--- EXTRACTED MATERIAL Enclosed Below ---
PR #4215, opened 2021-07-06
#4204 RequisitionLines should save ItemName

### LINKED ISSUE #4204: RequisitionLines should save `itemName`
## Describe the bug

On desktop, there is a field `itemName` on requisition lines. This preserves what the `requisitionLine.item.name` was at the time the `requisitionLine` was finalised. Mobile does not do this, so the central server doesn't have a record of this preserved item name.

For more context, this is similar to prescription transaction lines (`TransactionBatches` in mobile) saving the item name at for prescriptions to keep track of what the intent was at the time of dispensing.

Another example that's even easier to reason about, we record the cost/sell price on transaction lines. Otherwise, editing cost/sell price on the items would mess up the accounts of all invoices!

OK, point being yes please record `itemName`!

### To reproduce

1. Um... Look at the schema, we don't do it!

### Expected behaviour

When a requisitionLines are created, save the field `requisitionLine.itemName = requisitionLine.item.name`. Include with outgoing/incoming sync. Show this field value in the table for supplier requisitions.

### Proposed Solution

WIP: 

Should really display `itemName` field in the item name column rather than `requisitionLine.item.name` which I assume it currently does, but that might be a demon (I only loosely know how pages are configured and if it'd support this). 

Should we migrate? Would have to if we change the table column source! Muddies the history, but I think best bet is to update `requisitionLine.itemName = requisitionLine.item.name` with whatever the current name of the item is. 

Grey: Customer requisitions? The user will be supplying whatever they really have in stock, right? So should display the `requisitionLine.item.name`. Could (should?) keep updating `itemName` on opening the requisition until finalisation. Or make it part of sync post processing?

### Version and device info

- App version: <= v8.1.0

### Additional context

Remote authorisation web app currently shows this value. For requisitions from mobile, there are no item names!

wlthomson:
Fixes #4204.

## Change summary

Has been a while since I've done one of these, feedback appreciated!

Still awaiting confirmation that this approach will do the job, but as far as I can tell it covers the requirements. Just adds a setter for updating `item.name` which has a side-effect (*gasp*) of propagating through to all linked unfinalised `requisitionItems`.

## Testing

- [ ] Migrate existing data file to `8.2.2` (`package.json.version`).
  - [ ] No errors occur during migration.
  - [ ] App is still usable (no prolonged freezing of the app).
  - [ ] Existing requisition items are not missing names (check latest supplier/customer requisitions).
- [ ] Create a customer requistion and add an arbitrary item. Change the item name on desktop. Sync the changes and reopen the requisition. The requisition line item name is updated.
- [ ] Repeat the above, but finalise the requisition before syncing the item name change. The requisition line item name is not updated.
- [ ] Create a supplier requisition and add an arbitrary item. Change the item name on desktop. Sync the changes and reopen the requisition. The requisition line item name is updated.
- [ ] Repeat the above, but finalise the requisition before syncing the item name change. The requisition line item name is not updated.

I was contracted as a code monkey 🐵 for this task. Ask @Chris-Petty.


src/database/DataTypes/Item.js
```diff
@@ -272,6 +272,16 @@ export class Item extends Realm.Object {
...
   }
+
+  /**
+   * Updates name and linked requisition `itemName` data. Finalised requisitions are not updated.
+   */
+  updateName(name) {
+    this.name = name;
+    this.requisitionItems.filtered("requisition.status != 'finalised'").forEach(requisitionLine => {
+      requisitionLine.itemName = name;
+    });
```
wlthomson, line 283: I can't remember if it's good practice to use curlies for `forEach` one-liners... probably not, but eslint didn't complain.

src/database/DataTypes/RequisitionItem.js
```diff
@@ -294,6 +285,7 @@ RequisitionItem.schema = {
     id: 'string',
     requisition: { type: 'Requisition', optional: true },
     item: { type: 'Item', optional: true },
+    itemName: 'string',
```
joshxg, line 288: The `item` is `optional` so maybe in some edge case there's no `item` to get the `itemName`?  Does it need to be `optional` also? Also the existing lines?

src/database/DataTypes/Item.js
joshxg: Will need to `UIDatabase.save()` the `RequisitionItem` records so that they are re-synced.

joshxg (changes requested):
Great solution! Couple minors.

I also think we need to consider migration. Essentially just need to iterate over all requisition items (which aren't finalised, I guess) and assign the related items name to `itemName`.

A little concerned about the migration as there are sites with 10's of 1000's of requisitions..

src/database/DataTypes/RequisitionItem.js
wlthomson: > 
> 
> Great solution! Couple minors.
> 
> I also think we need to consider migration. Essentially just need to iterate over all requisition items (which aren't finalised, I guess) and assign the related items name to `itemName`.
> 
> A little concerned about the migration as there are sites with 10's of 1000's of requisitions..

That's a very good point. I'm assuming the majority of these are finalised (?), if so, this might be mitigated by filtering on finalised (since Realm is lazy, this should avoid pulling in any finalised records). Does Realm for RN provide any decorators for indexing fields etc?

joshxg: You can add `indexed` into the schema declaration object

wlthomson: Follow up: under what circumstances are the items undefined? Would this only be due to a partial sync? In that case, would it be better to do something like below?

```
itemName: { type: 'string', default: 'placeholder' },
```

wlthomson:
> 
> 
> Great solution! Couple minors.
> 
> I also think we need to consider migration. Essentially just need to iterate over all requisition items (which aren't finalised, I guess) and assign the related items name to `itemName`.
> 
> A little concerned about the migration as there are sites with 10's of 1000's of requisitions..

Have thought about this a bit, and I think there is a bit of a problem here.

> On desktop, there is a field itemName on requisition lines. This preserves what the requisitionLine.item.name was at the time the requisitionLine was finalised. Mobile does not do this, so the central server doesn't have a record of this preserved item name.

As I understand it, this means we need to migrate both unfinalised and finalised `requisitionItem` objects. Unfinalised is OK, as we can just set `itemName` to `item.name`, but what is the expectation for existing finalised `requisitionLines`? If we set it to the current `item.name`, we are potentially rewriting history, but if we don't, those `requisitionLine` objects will have blank names? As @joshxg says, updating all `requisitionItem` objects is also going to be expensive!

src/database/DataTypes/Item.js
joshxg: Missing a paramater on the change: https://github.com/sussol/react-native-database/blob/81e18edcfe935d796412fa8ffcae6ba69c2a4e94/src/Database.js#L163

src/database/DataTypes/RequisitionItem.js
joshxg: I guess some sync thing for the item being undefined. I'm unsure, it's just theoretically possible (so 100% going to happen!).

joshxg:
You're understanding of the expectations would be the same as mine - little to none!

Up to you how to proceed, but my suggestion:

- Check a large deployment like PNG and determine the average number of requisition lines on mobile sites.
- Test migration against at least the average number of requisition lines. There is some X time which the migration takes that makes it not feasible to migrate in this way. Maybe we're at X?

If we knew this, we would know if we migrate on mobile or need to optimise by migrating on desktop and violating some rules.

Couple notes:
- We mainly need to migrate the finalised requisitions, as the unfinalised requisitions will still be synced at some point when they're finalised.
- We might need to test against a greater number of lines. If we add the migration code to 8.X, and PNG are on 5.X and don't upgrade for a long time- maybe they have double the number of requisition lines, and eventually hit the migration code.

wlthomson:
> * We mainly need to migrate the finalised requisitions, as the unfinalised requisitions will still be synced at some point when they're finalised.

Unless we add some default logic, this means unfinalised requisitions will all be for items called `"placeholder"`!

> * We might need to test against a greater number of lines. If we add the migration code to 8.X, and PNG are on 5.X and don't upgrade for a long time- maybe they have double the number of requisition lines, and eventually hit the migration code.

I agree with this; I think if the migration doesn't scale, then it's probably something we should avoid. My current thinking now is to add some backup logic, e.g. allowing `itemName` to be optional and adding a check to iterate through `RequisitionItem` objects on opening a requisition and populate `itemName` from `item.name`. My only concern is that this might be slow for big requisitions?

Chris-Petty (commented):
Ayyy that's way better than my harebrained ideas! Nice

Chris-Petty:
> > * We mainly need to migrate the finalised requisitions, as the unfinalised requisitions will still be synced at some point when they're finalised.
> 
> Unless we add some default logic, this means unfinalised requisitions will all be for items called `"placeholder"`!
> 

This is kind of why I was bashing around the idea of flicking the column data source based on finalised/unfinalised. BUT I really like that your current solution doesn't really muddy the page logic 😕 .

> > * We might need to test against a greater number of lines. If we add the migration code to 8.X, and PNG are on 5.X and don't upgrade for a long time- maybe they have double the number of requisition lines, and eventually hit the migration code.
> 
> I agree with this; I think if the migration doesn't scale, then it's probably something we should avoid. My current thinking now is to add some backup logic, e.g. allowing `itemName` to be optional and adding a check to iterate through `RequisitionItem` objects on opening a requisition and populate `itemName` from `item.name`. My only concern is that this might be slow for big requisitions?

I think give a shot migrating it. If it's not 10s of millions of lines, then should be alright I think.

katherine-sussol:
I'm going to be annoying and poke my head in :P do you think it's worth targetting release/8.1.1? I've got some changes for #4176 and thought it might be good to roll them both into one patch (so we don't need to do 2 releases?)

wlthomson:
Have tested with a test datafile, but sounds like it would be a good idea to also test with a big datafile (e.g. PNG)?

joshxg:
> Have tested with a test datafile, but sounds like it would be a good idea to also test with a big datafile (e.g. PNG)?

Yeah. Would be great if you could upload that somewhere accessible once you've finished your testing

Let me know how the testing goes and i'll revisit the review then!

wlthomson:
> 
> 
> > Have tested with a test datafile, but sounds like it would be a good idea to also test with a big datafile (e.g. PNG)?
> 
> Yeah. Would be great if you could upload that somewhere accessible once you've finished your testing
> 
> Let me know how the testing goes and i'll revisit the review then!

The PNG data file is > 32gb, and wouldn't really want to link it anywhere publically accessible! @Chris-Petty if no offline copy available, do you have any thoughts on who is the best person to test this?

joshxg (commented):
My testing (only on develop on a Lenovo, should also test on a built APK), resulted in (average of 5 runs):

- 1000 records: .2s
- 10,000 records: 1.8s
- 50,000 records: 8.5s
- 100,000 records: 16.9s
- 300,000 records: 44.9s
- 500,000 records: 81.2s
- 1m records: `Error: mmap() failed: Out of memory size: 17158136 offset: 143654912` - failed every time

The results make me a little concerned about putting this migration in. Some things that I think we would need to work on for this:
- Chunk this to bring less into memory in case we try to migrate users with 1m+ records
- Set up a mechanism to give feedback to the user for migrating as its likely a lot of users will hit a 20-30second white screen on the app when upgrading which would be confusing.

Or.. just do the migration on desktop, somehow 🤷

wlthomson:
> 
> 
> My testing (only on develop on a Lenovo, should also test on a built APK), resulted in (average of 5 runs):
> 
>     * 1000 records: .2s
> 
>     * 10,000 records: 1.8s
> 
>     * 50,000 records: 8.5s
> 
>     * 100,000 records: 16.9s
> 
>     * 300,000 records: 44.9s
> 
>     * 500,000 records: 81.2s
> 
>     * 1m records: `Error: mmap() failed: Out of memory size: 17158136 offset: 143654912` - failed every time
> 
> 
> The results make me a little concerned about putting this migration in. Some things that I think we would need to work on for this:
> 
>     * Chunk this to bring less into memory in case we try to migrate users with 1m+ records
> 
>     * Set up a mechanism to give feedback to the user for migrating as its likely a lot of users will hit a 20-30second white screen on the app when upgrading which would be confusing.
> 
> 
> Or.. just do the migration on desktop, somehow 🤷

Can confirm that I got similar results (also on develop on emulator). I think it's clear that this solution isn't going to scale. Even if we optimise memory access patterns or provide user feedback, I'm not sure it's a good approach to be doing heavy lifting like this on mobile devices.

As I understand it, most requisition lines (using requisition line as synonymous with `RequisitionItem` and `requisition_line`) on a mobile site will have already synced to desktop. As items can't be updated on mobile, desktop is guaranteed to have the latest `requisition_line.item` records for all requisition lines. 

If migration is done on desktop, all that remains are requisition lines which have not yet been synced. Any of these which were made prior to this fix will need migrating. One way to handle these records would be to retain some mobile migration code to update only those `RequisitionItem` records which are present in the `SyncOut` queue. This should work as, as far as I understand, a requisition line can only be present on mobile and not desktop if it has been made but not yet synced. 

I can see a couple of issues with this approach, namely:

1. It requires a desktop upgrade.
2. It will generate a lot of `sync_out` records which still have to be synced to mobile.

The first issue is beyond my paygrade, but I think the second can be ameleorated by avoided pushing updated lines to the sync queue and adding some logic to mobile to fall back on `RequisitionItem.item.name` if `Requisition.itemName` is `undefined` (or `""`). This could cause some inconsistencies when comparing old requisitions between mobile and desktop, but if `itemName` is only used by desktop, I think this might be an OK trade-off? Even if we do decide all records need to be synced back, I think this is still better than migrating on mobile as it allows us to avoid re-inventing the wheel both in terms of using the existing UI for showing sync progress and in terms of past experience with large syncs (e.g. initialisation) not freezing or causing memory errors. 

@joshxg @Chris-Petty Thoughts?

Chris-Petty:
I'd bet money that no mobile site has more than 100k requisition lines. I wouldn't be surprised for some lower end tablets to run out of storage before they hit a million 😅 .

In the realm of scale hypotheticals, I'd rather 100 sites with 1m in the queue, than the server having to update 100m lines and generate corresponding sync_out records in one go (that's a looong central migration, would definitely have to be a background task), then hold that in the queue (some indefinitely, if the site isn't actually in use).

I agree there should be user feedback on migrations being run! I think that should be an issue regardless. A splash screen and some activity indicator.

What happens if you close the app half way through migrating?

> If migration is done on desktop, all that remains are requisition lines which have not yet been synced. Any of these which were made prior to this fix will need migrating. One way to handle these records would be to retain some mobile migration code to update only those `RequisitionItem` records which are present in the `SyncOut` queue. This should work as, as far as I understand, a requisition line can only be present on mobile and not desktop if it has been made but not yet synced.
> 
> I can see a couple of issues with this approach, namely:
> 
> 1. It requires a desktop upgrade.
> 2. It will generate a lot of `sync_out` records which still have to be synced to mobile.
> 
> The first issue is beyond my paygrade, but I think the second can be ameliorated by avoided pushing updated lines to the sync queue and adding some logic to mobile to fall back on `RequisitionItem.item.name` if `Requisition.itemName` is `undefined` (or `""`). This could cause some inconsistencies when comparing old requisitions between mobile and desktop, but if `itemName` is only used by desktop, I think this might be an OK trade-off? Even if we do decide all records need to be synced back, I think this is still better than migrating on mobile as it allows us to avoid re-inventing the wheel both in terms of using the existing UI for showing sync progress and in terms of past experience with large syncs (e.g. initialisation) not freezing or causing memory errors.
> 
> @joshxg @Chris-Petty Thoughts?

Mobile _should also_ use `itemName`, not just desktop. Your tests describe this behaviour, and another scan of the PR doesn't appear to change the data source for the columns in the requisition pages in the app? (Sidenote: Needs to be detective work done to check what desktop actually does, I don't think it's showing `itemName` but again _it should be_.

I wouldn't worry if the mobile site isn't guaranteed to have the most current item name. It's wrong either way, the true history has been lost. (Side note: central server isn't guaranteed either because of mirror sync! Primary is the only one truly guaranteed.)

The mobile site should be the source of truth for its site's data as best we can keep it that way. 

> Even if we do decide all records need to be synced back, I think this is still better than migrating on mobile as it allows us to avoid re-inventing the wheel both in terms of using the existing UI for showing sync progress

I don't understand, this doesn't require any changes here on either end?

> and in terms of past experience with large syncs (e.g. initialisation) not freezing or causing memory errors.

If these are reproducible you should report them! Sync issues are always high priority. Nothing worse than initialisation crashing on a deployment.

joshxg:
> @joshxg @Chris-Petty Thoughts?

Seems like more work than adding some feedback about the migration progress, but should work

wlthomson:
> 
> 
> > @joshxg @Chris-Petty Thoughts?
> 
> Seems like more work than adding some feedback about the migration progress, but should work

@joshxg 

I guess my point is that I'm not sure if adding feedback is a solution. The idea wasn't to move the heavy lifting to desktop because its easier, but because I can't see how to do it safely/responsibly on mobile. If adding feedback solves the problem, then that's fine... as long as we're not pushing out solutions which have the potential to bork the app.

@Chris-Petty 

> I'd bet money that no mobile site has more than 100k requisition lines. I wouldn't be surprised for some lower end tablets to run out of storage before they hit a million 😅 .

Fair point, although the number of requisition lines is the same either way, so wouldn't it be more reliable to do it on desktop?

> What happens if you close the app half way through migrating?

If its done via sync, I guess nothing? But what happens if it's local and the app crashes (e.g. runs out of memory)? We probably want to minimise any chance of data corruption?

> Mobile should also use itemName, not just desktop. 

I got the impression that the main requirement was for the central server to have a record of this preserved item name?

> I don't understand, this doesn't require any changes here on either end?

If we are doing it on migration, we will need to add logic for displaying a migration process bar, which as I understand it we don't already have (we do already have a sync progress bar). This isn't much work though, the main issue for me is ensuring that mobile can handle the upgrade without borking or being at risk of borking.

> If these are reproducible you should report them! Sync issues are always high priority. Nothing worse than initialisation crashing on a deployment.

Think you misunderstood. I was saying that sync is reliably tested and doesn't freeze stuff up. The logic was that if the migration is completed on desktop, we can assume that mobile sync will behave itself. Local migration, on the other hand, seems like it will be a bit more of a "test it with 100k records and cross our fingers it doesn't crash" type of situation.

@joshxg @Chris-Petty 

Personally, I'm very happy to go with the quickest solution and do it mobile side if you guys feel comfortable with it. I just wanted to ensure that there wasn't a safer way of doing it on desktop side.

wlthomson:
Next steps:

I've put down my concerns about exploding the app, so I'm happy to go with the concensus is that mobile-side migration is the way to go. I'll have a go at adding some feedback and testing on an actual tablet with between 100-500k records. From what I understand, if the wait is reasonable within these bounds, then we are OK to go ahead 👍 .

joshxg:
Feel there's some mis communication here. .

I haven't intended to advocate for or against any particular solution and only intended to give feedback/suggestions for the solution as it was in the PR (I.e. there was migration code and I suggested feedback to the user). I also gave thoughts on a proposed solution.

Chris-Petty:
> I guess my point is that I'm not sure if adding feedback is a solution. The idea wasn't to move the heavy lifting to desktop because its easier, but because I can't see how to do it safely/responsibly on mobile. If adding feedback solves the problem, then that's fine... as long as we're not pushing out solutions which have the potential to bork the app.
> 

@joshxg  suggested chunking the writes, that seems likely to solve the safety concern? Easy tweak that gets this over the line? I'd suggest making a separate issue for providing user feedback that migration is occurring via a splash screen (@katherine-sussol might be the one with most momentum on mobile to implement this?). (I'd try make sure that both are released together though, ideally)

Can stop reading here if that's enough to go off heh.

> Fair point, although the number of requisition lines is the same either way, so wouldn't it be more reliable to do it on desktop?

Kind of trying to avoid doing it on desktop, just from a record ownership point of view. If we can avoid the central editing records belonging to remotes it's almost always more straight forward. Especially giving that item names can be be out of sync (that's a pretty minimal chance, they don't change that often, but 🤷 ).

> 
> > What happens if you close the app half way through migrating?
> 
> If its done via sync, I guess nothing? But what happens if it's local and the app crashes (e.g. runs out of memory)? We probably want to minimise any chance of data corruption?

Depends if it's likely? Obviously yes we want to minimise the risk but taking this so extremely would suggest having an online only app, where nothing happens locally because it might crash at any moment?

The bigger risks IMO would simply be battery running out, or memdm trigger crashes, user turning the tablet off, user closing the app...

To that end (desktop + omsupply need to consider this as much as mobile), to improve safety (perhaps not in this issue) we need to make sure that partial migrations can be finished off. If it gets half way through the lines and crashes, when you start back up it should find where it's up to and finish.

Similar idea is in the `PostSyncProcessor.js` class, if it knows it didn't shut down gracefully it'll run functions across all data to make sure nothing was missed, because it only tracks what records to run functions on, in memory at run time. (I definitely over cooked this thing and regret not doing a dumb solution haha)

> 
> > Mobile should also use itemName, not just desktop.
> 
> I got the impression that the main requirement was for the central server to have a record of this preserved item name?

The immediate need is because some UI on remote authorisation uses it, because desktop fills the field. Generally, all historic transactions and requisitions should be showing the name that was saved at the time those records were finalised. If not addressing for requisitions in this issue, then please make a new issue(s) to make mobile compliant with this.

> > I don't understand, this doesn't require any changes here on either end?
> 
> If we are doing it on migration, we will need to add logic for displaying a migration process bar, which as I understand it we don't already have (we do already have a sync progress bar). This isn't much work though, the main issue for me is ensuring that mobile can handle the upgrade without borking or being at risk of borking.
> 
> > If these are reproducible you should report them! Sync issues are always high priority. Nothing worse than initialisation crashing on a deployment.
> 
> Think you misunderstood. I was saying that sync is reliably tested and doesn't freeze stuff up. The logic was that if the migration is completed on desktop, we can assume that mobile sync will behave itself. Local migration, on the other hand, seems like it will be a bit more of a "test it with 100k records and cross our fingers it doesn't crash" type of situation.
> 
> @joshxg @Chris-Petty
> 
> Personally, I'm very happy to go with the quickest solution and do it mobile side if you guys feel comfortable with it. I just wanted to ensure that there wasn't a safer way of doing it on desktop side.

As said at top, quick easy solution seems to be chunking the writes?

wlthomson:
@Chris-Petty Sounds good. 

I don't want to make @katherine-sussol tidy up my mess, so in the interests of getting it done, I'll see what I can do in this PR!

wlthomson:
Just updating that still working on this. Have got the basic idea working, just need to spend a bit of time stress testing it!

wlthomson:
Have pushed an idea for splitting migrations into subtasks, with process displayed to the user via a progress bar. I think in general this is a good idea, as it allows for multiple tasks per migration, rather than everything having to be chucked into one big method.

I have a few concerns about how this will work in practice, mainly whether this is going to slow down migration even more. I'm also not sure about the optimal batch size, and how much this will impact the performance.

In process of collecting some performance metrics; will update with details.

wlthomson:
Phew... looks like we are getting there. 

I've made a [test branch](https://github.com/openmsupply/mobile/tree/%234204-migration-testing-wip) which makes it easier to mock migration by bumping the versions (first bump inserts records, second migrates them). 

I managed to test with a million records without crashing (on emulator). The insertion took a whole day, but the migration was fairly speedy (a matter of minutes, exact metrics are going to vary tablet to tablet). 

Next step is to test on an actual tablet. Don't want to go through making a million records again, but will target a reasonable sized dataset (maybe ~250k).

wlthomson:
Tested migrating 250k records on a Lenovo TB-X304L, took roughly ~10mins. The migration complexity is linear, so we can expect it to grow roughly proportionally (e.g. 500k records should take about ~20mins, 1M about ~40mins). 

I think this is an acceptable speed, but more testing is always appreciated!

Chris-Petty:
Did a bit of a test run in debug:

1. Installed master branch debug
2. made some supplier requisitions
3. Confirmed in realm explorer that the column doesn't exist yet
4. Installed this branch debug
5. Checked realm explorer. The new field is there, but all values are `N/A`

image

I'm guessing the actual migrating didn't occur? Did I do this wrong

wlthomson:
@Chris-Petty 

Because of how long this has taken to get in, it's now behind `master`. I'll rebase.

In the meantime, you'll need to checkout a version of `master` < `8.1.1` and then checkout this branch and bump to `8.1.1`. That should trigger the migration.

Chris-Petty (dismissed):
Tested in debug 👍

Chris-Petty:
@wlthomson I approved this, you only changed the version bump and dismissed. No prob if I approve again?

Chris-Petty (approved):

package.json
```diff
@@ -5,7 +5,7 @@
   },
   "name": "mSupplyMobile",
   "//": "version must be in the format ${majorNumber}.${minorNumber}.${patchNumber}-rc${releaseCandidateNumber}",
-  "version": "8.2.1",
+  "version": "8.2.2",
```
Chris-Petty, line 8: Wait, shouldn't this also be `8.2.3`?

wlthomson: Plan was for the version to be bumped in `master` after merging.

wlthomson:
> 
> 
> @wlthomson I approved this, you only changed the version bump and dismissed. No prob if I approve again?

Soz, github automatically dismisses reviews if you push a new commit 🤷‍♂️.

Chris-Petty:
> > @wlthomson I approved this, you only changed the version bump and dismissed. No prob if I approve again?
> 
> Soz, github automatically dismisses reviews if you push a new commit 🤷‍♂️.

Ah that's a repo setting. Probably generally a good one tbh!

Chris-Petty (approved):

package.json
Chris-Petty: Cool beans!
--- End of Enclosed EXTRACTED MATERIAL ---
PROBLEM TO WORK ON => What the answer needs is every line from the data above with "forEach" in it.

YOUR SOLUTION =>
+    this.requisitionItems.filtered("requisition.status != 'finalised'").forEach(requisitionLine => {
wlthomson, line 283: I can't remember if it's good practice to use curlies for `forEach` one-liners... probably not, but eslint didn't complain.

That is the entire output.